Eight years after Hurricane Katrina, Charity Hospital is a monument to the storm’s lasting impact on the city. Mayor Mitch Landrieu has proposed moving City Hall and Civil District Court there.

Charity Hospital opened in 1939 to serve those who could not afford private healthcare. Its trauma center was nationally renowned, and for decades it provided a safety net for a large portion of the city’s population. The hospital’s basement flooded during Hurricane Katrina, and for the past eight years the building has remained vacant.

Now Mayor Mitch Landrieu is leading an effort to move City Hall and Civil District Court into the Charity Hospital building. Real estate developer Pres Kabacoff has proposed turning a wing of the building into a neuroscience research facility. Neither of these proposals has received full funding or approval. The fate of the Charity Hospital building is still very much undecided.

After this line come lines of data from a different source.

PR #1559, opened 2018-09-21
Feature/s3 c 1499 apiv2

dora-korpar:
Implements v2 of the GET Bucket API (https://docs.aws.amazon.com/AmazonS3/latest/API/v2-RESTBucketGET.html).
Check out the design doc for the main differences between v1 & v2. 

Depends on https://github.com/scality/Arsenal/pull/574

### DIFF
--- a/docs/GET_BUCKET_V2.md
+++ b/docs/GET_BUCKET_V2.md
@@ -1,0 +1,69 @@
+# Get Bucket Version 2 Documentation
+
+## Description
+
+This feature implements version 2 of the GET Bucket (List Objects)
+operation, following AWS specifications
+(see https://docs.aws.amazon.com/AmazonS3/latest/API/v2-RESTBucketGET.html).
+
+## Requirements
+
+The user must have READ access to the bucket.
+
+## Design
+
+### Request
+
+The `delimiter`, `encoding-type`, `max-keys`, and `prefix` request parameters
+from GET Bucket v1 remain unchanged.
+In order to specify v2, the parameter `list-type` must be included and
+set to `2`.
+The `marker` v1 parameter's functionality has been split in two and replaced by
+`start-after` and `continuation-token` in v2. The `start-after` parameter is
+a specific object key after which the API will return key names. It is only
+valid in the first GET request. If both the `start-after` and
+`continuation-token` parameters are included in a request, the API will
+ignore the `start-after` parameter in favor of the `continuation-token`.
+If the GET Bucket v2 response is truncated, a `NextContinuationToken` will
+also be included. To list the next set of objects, the `NextContinuationToken`
+can be used as the `continuation-token` in the next request. The continuation
+token is an obfuscated string of 57 characters that CloudServer understands and
+interprets.
+By default, the v2 response does not include object owner information. To
+include owner information like the default v1 response, use the `fetch-owner`
+request parameter set to `true`.
+
+### Response
+
+The GET Bucket v1 and v2 responses are largely the same, with only a few changes.
+The `NextMarker` v1 parameter has been replaced by the
+`NextContinuationToken`. The `NextContinuationToken` is included with any
+truncated response, even if no delimiter is sent in the request. Its value is an
+obfuscated string that can be passed at the `continuation-token` in the next
+request, which will be interpreted by CloudServer.
+The `KeyCounter` parameter is returned in every response. Its value is the
+number of keys included in the response. It is always less than or equal to
+the `MaxKeys` value.
+If the `start-after` or `continuation-token` parameter is used in the
+request, it is also included in the response.
+By default, the v2 response does not include object owner information, unlike
+the v1 response. See the `Request` section for including it.
+
+### Continuation Token
+
+An example continuation token: 
+
+```
+NextContinuationToken: '1bunC4s+crlZNAAbKUGBLyajJUQKp22TOdUR6/01snxD2cZtjJD0ugA=='
+```
+
+In order to generate a comparable token, CloudServer uses base64 encoding to
+obfuscate the key name of the next object to be listed.
+Encoded continuation tokens are similarly decoded in order for listing to
+continue from the correct object.
+
+## Performing Get Bucket V2 Operation
+
+When performing the GET Bucket V2 operation, if the request is built manually,
+the parameter `list-type` must be included and set to `2`.
+Using the AWS cli client, the command becomes `list-objects-v2`.
--- a/lib/api/apiUtils/object/continueToken.js
+++ b/lib/api/apiUtils/object/continueToken.js
@@ -1,0 +1,28 @@
+/**
+ * generateToken - generates obfuscated continue token from object keyName
+ * @param {String} keyName - name of key to obfuscate
+ * @return {String} - obfuscated continue token
+ */
+function generateToken(keyName) {
+    if (keyName === '' || keyName === undefined) {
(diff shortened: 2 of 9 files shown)


docs/GET_BUCKET_V2.md
```diff
@@ -0,0 +1,69 @@
...
+### Continuation Token
+
+An example continuation token: 
+
+```
+NextContinuationToken: '1bunC4s+crlZNAAbKUGBLyajJUQKp22TOdUR6/01snxD2cZtjJD0ugA=='
+```
+
+In order to generate a comparable token, CloudServer uses base64 encoding to
+obfuscate the key name of the next object to be listed.
```
GiorgioRegni, line 61: base64 is not really obfuscation, more of a translation. Is it OK or do we need to really obfuscate/secure this token? Can it be used for an attack?

dora-korpar: AWS doesn't provide any documentation as to why the continuation token is obfuscated, but as far as I can tell, its only purpose is to avoid returning a key name that wasn't explicitly requested, so I think our method of 'translating' is fine :) @vrancurel

GiorgioRegni: For sure they don't explain anything about the token but it looks encrypted, @vrancurel you confirm that this is not an attack vector for the system?

lib/api/apiUtils/object/continueToken.js
```diff
@@ -0,0 +1,28 @@
+/**
+ * generateToken - generates obfuscated continue token from object keyName
+ * @param {String} keyName - name of key to obfuscate
+ * @return {String} - obfuscated continue token
+ */
+function generateToken(keyName) {
+    if (keyName === '' || keyName === undefined) {
+        return undefined;
+    }
+    return Buffer.from(keyName).toString('base64');
```
JianqinWang, line 10: if we pass an empty string to `Buffer.from(keyName).toString('baset64')`, it will be able to return an empty string. On that note, if lines 8 and 20 in this file return `''` instead of `undefined`, line 182 (and line 192? if you had originally intended to add `|| ''`) in `lib/api/bucketGet.js` will not need the `||` conditional.

lib/api/bucketGet.js
```diff
@@ -154,13 +173,28 @@ function processMasterVersions(bucketName, listParams, list) {
...
+    if (listParams.v2) {
+        xmlParams.push(
+            { tag: 'StartAfter', value: listParams.startAfter || '' });
+        xmlParams.push(
+            { tag: 'FetchOwner', value: `${listParams.fetchOwner}` });
+        xmlParams.push({
+            tag: 'ContinuationToken',
+            value: generateToken(listParams.continuationToken) || '',
+        });
+        xmlParams.push({
```
JianqinWang, line 191: Is the response always guaranteed to have a `NextContinuationToken`? In the sample response on the AWS docs, it looks like non-truncated responses do not have this key-value pair.

docs/GET_BUCKET_V2.md
vrancurel: It is not clear why they obfuscate the token. They probably use a mapping table to have a fixed size token. We decided that for a v1 we wouldn't do that because it requires a DB etc.
I don't see why obfuscation is more secure than NextMarker, since it is possible to open hundred of cursors with the start-after parameter but they may have a reason.
In our case this is strictly equivalent to the listing v1 in term of security.

dora-korpar:
@bert-e reset

lib/api/bucketGet.js
dora-korpar: Yup, that's right. It won't be included in the response unless it's present because of line 209

dora-korpar:
@bert-e reset

docs/GET_BUCKET_V2.md
```diff
@@ -0,0 +1,69 @@
...
+The GET Bucket v1 and v2 responses are largely the same, with only a few changes.
+The `NextMarker` v1 parameter has been replaced by the
+`NextContinuationToken`. The `NextContinuationToken` is included with any
+truncated response, even if no delimiter is sent in the request. Its value is an
+obfuscated string that can be passed at the `continuation-token` in the next
+request, which will be interpreted by CloudServer.
+The `KeyCounter` parameter is returned in every response. Its value is the
+number of keys included in the response. It is always less than or equal to
+the `MaxKeys` value.
+If the `starts-after` or `continuation-token` parameter is used in the
```
bennettbuchanan: ~starts-after~ start-after

dora-korpar:
@bert-e reset

lib/api/bucketGet.js
```diff
@@ -241,9 +301,17 @@ function bucketGet(authInfo, request, log, callback) {
         listingType: 'DelimiterMaster',
         maxKeys: actualMaxKeys,
         delimiter: params.delimiter,
-        marker: params.marker,
         prefix: params.prefix,
     };
+    if (v2) {
```
bennettbuchanan, line 310: Based on the docs, perhaps the condition should be that `v2` equals `2` rather than any truthy value.

lib/metadata/in_memory/backend.js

WWNO’s Listening Post NOLA collected audio from its two regular recording locations at Norman Mayer Library in Gentilly and HeadQuarters Barbershop on Broad Street to hear what people had to say about the redevelopment of Charity Hospital and the surrounding area. The Listening Post asked people these questions:

  • What should be done with the old Charity Hospital building?
  • If you could add anything to the Iberville/Canal street area, what would it be?

Ideas included a mall, a grocery store, artists center, and anything but more condos. And, not surprisingly, a medical facility.

“I was born in Charity in 1963, and it still holds a special place in my heart,” said one woman. Another woman asked if it’s worth the money to rehab, especially with the new hospital complex under construction nearby.